Kong Kalyan, Islam Md Sofiqul, Nassar Mohannad, Hiraishi Noriko, Otsuki Masayuki, Yiu Cynthia K Y, Tagami Junji
Cariology and Operative Dentistry, Department of Oral Health Sciences, Graduate School of Medical and Dental Sciences, Tokyo Medical and Dental University, 1-5-45, Yushima, Bunkyo-ku, Tokyo 113-8549, Japan; Global Center of Excellence (GCOE) Program, International Research Center for Molecular Science in Tooth and Bone Diseases, Tokyo Medical and Dental University, 1-5-45, Yushima, Bunkyo-ku, Tokyo 113-8549, Japan.

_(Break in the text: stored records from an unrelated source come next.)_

PR #202, opened 2016-09-23
Fix requirements hook falsy test

cdosborn:
Only `nil` and only `false` are falsy in ruby. I made the mistake of thinking the empty string was falsy.

Now the hook should only speak up when it's supposed to!

### DIFF
--- a/contrib/requirements-warning.rb
+++ b/contrib/requirements-warning.rb
@@ -1,24 +1,19 @@
-DEBUG = false
-
 # Get the commits before the merge
 #   ex. heads = ["<latest commit of master>", "<previous commit of master>", ...]
 heads = `git reflog -n 2 | awk '{ print $1 }'`.split
 
 # Make sure our revision history has at least 2 entries
 if heads.length < 2
-    exit 0 
+    exit 0
 end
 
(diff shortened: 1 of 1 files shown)


contrib/requirements-warning.rb
```diff
@@ -1,24 +1,18 @@
...
-    red = "\e[31m" 
+    red = "\e[31m"
     puts "[#{red}requirements-warning.rb hook#{default}]: New python requirements."
-    puts "pip install #{diffFiles}"
-
-    if DEBUG then
-        # Print the diff with 0 lines of context
-        puts `git diff -U0 #{heads[1]} #{heads[0]} -- #{diffFiles}`
-    end
+    puts "pip install *requirements.txt"
```
cdosborn: shaddup robot

contrib/requirements-warning.rb
```diff
@@ -1,24 +1,18 @@
-DEBUG = false
-
 # Get the commits before the merge
 #   ex. heads = ["<latest commit of master>", "<previous commit of master>", ...]
 heads = `git reflog -n 2 | awk '{ print $1 }'`.split
 
 # Make sure our revision history has at least 2 entries
 if heads.length < 2
-    exit 0 
+    exit 0
```
cdosborn: shaddup

PR #209, opened 2016-10-05
Project sharing

steve-gregory:
**WIP**
This is the work done so far in the way of project sharing. The description of this PR will change as the feature nears completion.

**Highlight Reel**:
- [x] Create a new db migration and new core Model `ProjectMembership` between `Project` and `Group`[1] and an additional attribute `can_edit` that is False by default. 
- [x] Create API scaffolding
- [x] Create core.query methods to encapsulate the logic required for 'simple statements'
- [x] Create a set of permissions using core.query to allow/dis-allow shared users based on their privileges (or if they themselves were the creator) `ProjectMembers` that are created by default with  `can_edit=False` will receive a 403 with the message `"You must be the project owner to execute this command."`
- [x] Apply the set of permissions to all of the project resources: Instance, Volume, ExternalLink, Application(a.k.a. Image)
- [x] Apply the set of permissions to APIs related to ProjectResource changes (Deleting/moving from a project)
- [x] If you have the ProjectOwner permission, you should be able to _act on_ (Reboot, Suspend, Resume, etc.) resources in the project.
- [x] If you have the ProjectOwner permission, you should be able to edit details on resources in the project.
- [ ] If you have the ProjectOwner permission, you should be able to launch/create resources "On behalf of the project"[2] 

**Not Included**
This PR will not address Image Sharing nor the maintenance of editing details on "Images".

_References_:
[1] - Traditionally, all *Membership classes are pointed at the Group rather than the AtmosphereUser to allow for future flexibility
[2] - This is a _loose definition_ because identities are not _directly_ tied into projects. Users create ephemeral projects, but the identities they have stick with them. Need to decide what we mean here.


arleigh16:
unsubscribe

steve-gregory:
Hey @arleigh16 !

Looks like you are trying to disable notifications for Atmosphere -- But sending an email won't do anything for you!

 Instead, navigate here:
https://github.com/iPlantCollaborativeOpenSource/atmosphere

Then select `Unstar`, `Unwatch` and/or `Unfollow` and you should be able to remove yourself.

Thanks,
Steve Gregory

lenards:
✅ from the :dog2:

steve-gregory:
After looking at this PR in further detail, I have decided that it will never be more than a half-baked feature. The alternative method, #226, will be pursued instead.

PR #210, opened 2016-10-05
Create an Expiration Plugin for LDAP

steve-gregory:
**Highlight Reel:**
- [x] Create a new PluginManager class to avoid DRY-violation in plugins.py
- [x] Create a new class to test if an LDAP user has an expired password
- [x] Add `is_expired` to the API `profile` endpoint


steve-gregory:
Merging this into Master to gain access to the PluginManager.

This PR has no net affect until Troposphere decides to act on `user_profile.is_expired == True`..

PR #213, opened 2016-10-18
Atmo 1540

amit4111989:
Fixes the allocation logic by taking into account both payloads for instance allocation change event


api/v2/serializers/details/event.py
```diff
@@ -11,14 +11,13 @@ class EventSerializer(serializers.HyperlinkedModelSerializer):
     def _validate_ias_event(self, entity_id, payload):
         allocation_source_id = payload.get('allocation_source_id', '')
         instance_id = payload.get('instance_id', '')
-        if entity_id != instance_id:
+        user = self._get_request_user()
+        if entity_id != user.username:
             raise serializers.ValidationError(
-                "Expected entity ID to be the Instance ID: %s, Received: %s"
+                "Expected entity ID to be the Username: %s, Received: %s"
                 % (instance_id, entity_id))
```
steve-gregory: This error should be printing out `user.username` rather than `instance_id`

service/allocation_logic.py
```diff
@@ -26,7 +26,8 @@ def create_report(report_start_date, report_end_date, user_id=None, allocation_s
         else:
             return data
     else:
-        write_csv(data)
+        return data
+        #write_csv(data)
```
steve-gregory: Toss this line? I think if we intend to keep `write_csv` around we should make it a new kwarg for `create_report()`.

steve-gregory:
:shipit:

PR #215, opened 2016-10-26
Fix search 🎉 

cdosborn:
There was an exponential slowdown when a user searched for images. Without getting into the details `filter(testA).filter(testB).filter(testC)` can result in very very bad sql. django-rest-framework was doing this and we were as well. The solution is to use `filter(testA & testB & testC)`. Rather than wait for drf to fix this issue, we have monkey patched the troublesome method (when they release a fix, we'll revert the patch).

Read a ticket I filed against Django:
https://code.djangoproject.com/ticket/27388

Here is a general thread:
https://code.djangoproject.com/ticket/27303

Here is a rough estimate of the performance for the underlying sql, based on the number of terms in a search.

```
# terms    time(ms)
===================
1          0.047
2          0.056
3          0.066
4          0.076
5          0.093
6          0.108
7          0.117
8          0.124
9          0.140
10         0.149
```

For perspective, 2 terms used to take ~36s on my dev box.

### DIFF
--- a/api/v2/views/image.py
+++ b/api/v2/views/image.py
@@ -9,6 +9,39 @@ from api.v2.views.mixins import MultipleFieldLookup
 from core.models import Application as Image
 
 
+#
+# The following imports and method and monkey patch are a quick fix for a big
+# problem.  The patch should be removed when the equivalent drf method does
+# not chain filter methods. Chaining filter methods with m2m relations,
+# can result in /very/ bad performance. For more information see:
+#
+#   https://code.djangoproject.com/ticket/27303#comment:26
+#
+from django.utils import six; from django.db import models; import operator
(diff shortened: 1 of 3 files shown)


julianpistorius:
Whoot! 🍾 🏁

lenards:
Awesome work Connor!

julianpistorius:
👍 Looks good to me @cdosborn!

Minor tweak & some basic sanity tests: https://github.com/cdosborn/atmosphere/pull/3

cdosborn:
I brought in @julianpistorius's changes. The test logic will require more work, before it can be included.

I also added more comments around the queries.

steve-gregory:
:shipit: Thanks @cdosborn !!

PR #217, opened 2016-10-31
Reporting tests and tweaks.

julianpistorius:


api/v2/views/reporting.py
```diff
@@ -75,29 +70,37 @@ def create_excel_file(self, raw_dataframe, writer):
         if len(raw_dataframe.index) <= 1:
             return None
         frequency = self.set_frequency()
-        new_datasets = self._create_datasets(raw_dataframe, writer, frequency)
+        new_datasets = self._create_datasets(raw_dataframe, frequency)
```
julianpistorius: Unused parameter?

api/v2/views/reporting.py
```diff
@@ -75,29 +70,37 @@ def create_excel_file(self, raw_dataframe, writer):
...
         writer = self._format_and_print_workbook(writer, new_datasets, frequency)
         return writer
 
-    def _create_datasets(self, raw_dataframe, writer, frequency):
+    @staticmethod
```
julianpistorius: A few methods which can be static - or potentially just functions.

api/v2/views/reporting.py
```diff
@@ -207,13 +217,16 @@ def get_queryset(self):
             instances_qs = Instance.objects.all()
         elif request_user.is_authenticated():
             instances_qs = Instance.for_user(request_user)
+        else:
+            raise exceptions.NotAuthenticated()
```
julianpistorius: Redundant, but I'm paranoid.

api/v2/views/reporting.py
```diff
@@ -242,5 +255,11 @@ def list(self, request, *args, **kwargs):
...
         query_params = self.request.query_params
         if not query_params.items():
-            return failure_response(status.HTTP_400_BAD_REQUEST, "The reporting API should be accessed via the query parameters: ['start_date', 'end_date', 'provider_id']")
-        return super(ReportingViewSet, self).list(request, *args, **kwargs)
+            return failure_response(status.HTTP_400_BAD_REQUEST,
+                                    "The reporting API should be accessed via the query parameters:"
+                                    " ['start_date', 'end_date', 'provider_id']")
+        try:
+            results = super(ReportingViewSet, self).list(request, *args, **kwargs)
+        except ValueError:
```
steve-gregory: Whats this for?

api/tests/v2/test_reporting.py
```diff
@@ -0,0 +1,106 @@
...
+from test_utils.comparison_utils import dict_eq_
+
+
+class ReportingTests(APITestCase):
+    def setUp(self):
+        self.anonymous_user = AnonymousUserFactory()
+        self.user = UserFactory.create()
+        self.view = ReportingViewSet.as_view({'get': 'list'})
+
+    def test_a_sanity_check(self):
```
steve-gregory: Haii Thanks!

api/v2/views/reporting.py
julianpistorius: In retrospect there is a better way to do this We could add a try-catch for ValueError in the [`get_filter_query` method](https://github.com/iPlantCollaborativeOpenSource/atmosphere/pull/216/files#diff-f96940a27701dfcc2c1602d0fb5b7cdfR229), then raise a custom exception to catch here.

Or even better is what you suggested - which is to just use DRF's query parameter validation/serialization. :)

PR #218, opened 2016-10-31
Problem: Atmosphere Django tests are slow

julianpistorius:
Solution: Disable database serialization. We don't need it, and it slows things down. See: https://docs.djangoproject.com/en/1.10/ref/settings/#serialize


steve-gregory:
Good find @julianpistorius 🔎

PR #219, opened 2016-11-02
Problem: Allocation calculation takes long - almost 100% stuck in Pos…

julianpistorius:
…tgreSQL

Solution: Add indices to `event_table`, including a JSON index on `payload`.
Note: This is a quick, low-risk fix while I integrate the new stream-based solution.


steve-gregory:
:shipit: thanks @julianpistorius

PR #220, opened 2016-11-03
Bugfix: Image catalog will now skip private images not created...

steve-gregory:
... by tenants/projects who have listed their image as 'private' and are not atmosphere users.

Additionally, we can skip 'public' images if they were created *outside* the domain managed by atmosphere. 

Ideally, I would like to 'flag' support for this on/off depending on operator preference.. But for now its on by default...


julianpistorius:
👍 Looks like it should do the job.

PR #223, opened 2016-11-07
Problem: Jetstream allocation source usage appears too high

julianpistorius:
Solution: We should be treating TAS as the source of truth, instead of calculating it ourselves.

- Integrated and refactored @amit4111989's code for using the TAS API as source of truth
- I have some offline tests with production data which give me confidence in these new calculations, but I would still like to create tests using test data
- Modified signature of `update_snapshot` so I can pass in start & end dates

TODO:
- Corrective reports
- Tests with clean test data

### DIFF
--- a/jetstream/tasks.py
+++ b/jetstream/tasks.py
@@ -12,6 +12,8 @@ from core.models.allocation_source import (
     AllocationSource, UserAllocationSnapshot
 )
 from core.models.event_table import EventTable
+from service.allocation_logic import create_report
+from core.models.user import AtmosphereUser
 
 from .models import TASAllocationReport
 from .allocation import (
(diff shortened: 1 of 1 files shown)


jetstream/tasks.py
```diff
@@ -137,35 +132,67 @@ def send_reports():
...
+            allocation_source_id=allocation_source_id,
+            user_id=relevant_users[username],
+            defaults={
+                'compute_used': round(compute_used / 3600, 2),
+                'burn_rate': burn_rate
+            }
+        )
+        allocation_source_burn_rates[allocation_source_name] += burn_rate
+
+    tas_api_obj = TASAPIDriver()
```
steve-gregory: `update_snapshot()` takes a start_date/end_date args that are not used in the code below this line..

It might be best if we separate the concerns here by keeping this code in a different function.

jetstream/tasks.py
```diff
@@ -137,35 +132,67 @@ def send_reports():
...
-            logger.info("Total usage for AllocationSource %s (%s-%s) = %s (Burn Rate: %s)" % (source.name, start_date, end_date, compute_used_total, global_burn_rate))
-        payload_as = { 
-            "allocation_source_id":source.source_id, 
-            "compute_used":compute_used_total,
-            "global_burn_rate":global_burn_rate
-        }
-        EventTable.create_event("allocation_source_snapshot", payload_as,source.name)
+    end_date = end_date or timezone.now()
+    # TODO: Read this start_date from last 'reset event' for each allocation source
+    start_date = start_date or '2016-09-01 00:00:00.0-05'
```
steve-gregory: 👍

jetstream/tasks.py
```diff
@@ -137,35 +132,67 @@ def send_reports():
...
-            # determine end date and start date using last snapshot
-            start_date = user.date_joined
-            # calculate compute used and burn rate for the user and allocation source combo
-            compute_used, burn_rate = total_usage(user.username,start_date,allocation_source_name=source.name,end_date=end_date,burn_rate=True)
-
-            allocation_source_total_compute[source.name] = allocation_source_total_compute.get(source.name,0) + compute_used
-            allocation_source_total_burn_rate[source.name] = allocation_source_total_burn_rate.get(source.name,0) + burn_rate
-
-            payload_ubr = {"allocation_source_id":source.source_id, "username":user.username, "burn_rate":burn_rate, "compute_used":compute_used}
-            EventTable.create_event("user_allocation_snapshot_changed", payload_ubr, user.username)
```
steve-gregory: This event was removed and is not re-added via hook or other means. Is the intent here to remove this event from being created (to avoid table bloat)?

jetstream/tasks.py
```diff
@@ -137,35 +132,67 @@ def send_reports():
...
-        compute_used_total = allocation_source_total_compute.get(source.name,0)
-        global_burn_rate = allocation_source_total_burn_rate.get(source.name,0)
-        if compute_used_total != 0:
-            logger.info("Total usage for AllocationSource %s (%s-%s) = %s (Burn Rate: %s)" % (source.name, start_date, end_date, compute_used_total, global_burn_rate))
-        payload_as = { 
-            "allocation_source_id":source.source_id, 
-            "compute_used":compute_used_total,
-            "global_burn_rate":global_burn_rate
-        }
-        EventTable.create_event("allocation_source_snapshot", payload_as,source.name)
```
steve-gregory: Same question above, here..

jetstream/tasks.py
julianpistorius: Correct!

jetstream/tasks.py
julianpistorius: Ditto.

jetstream/tasks.py
julianpistorius: Weird. I did have something that uses it in there. Mainly I used it when running tests.

steve-gregory:
After speaking with @julianpistorius the function (which is working in its current implementation) will be merged as-is with the goal of splitting it out into two functions in a future release.

Additionally, with the removal of `allocation_source_snapshot` event, we will table making a decision until we have a solution for (Allocation Source + CyVerse) and can ensure that the question of "Allocation Source change over time" can be effectively answered. If not, this event _might_ make a resurgence.

PR #224, opened 2016-11-07
Use the same logic to skip machines in 'monitor_machines' and 'prune_machines'

steve-gregory:


steve-gregory:
After chatting with @julianpistorius it might be better to do the following (in addition to re-target to the `toco-toucan`/`master` branch)

- `prune_machines` as run by celery should always perform a 'dry-run' and return the "list of images that _would_ be pruned".
  - The list could potentially be e-mailed to the ADMINS for further review.
- Create an 'action', to be run by administrators, that will allow this method to be performed as appropriate.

Cariology and Operative Dentistry, Department of Oral Health Sciences, Graduate School of Medical and Dental Sciences, Tokyo Medical and Dental University, 1-5-45, Yushima, Bunkyo-ku, Tokyo 113-8549, Japan; Department of Paediatric Dentistry and Orthodontics, Faculty of Dentistry, The University of Hong Kong, Prince Philip Dental Hospital, 34 Hospital Road, Pokfulam, Hong Kong.
J Mech Behav Biomed Mater. 2015 Aug;48:145-152. doi: 10.1016/j.jmbbm.2015.03.027. Epub 2015 Apr 6.
This study examined the effect of phytic acid (IP6) in stabilizing the morphology of dentine collagen network and resin-dentine bonding.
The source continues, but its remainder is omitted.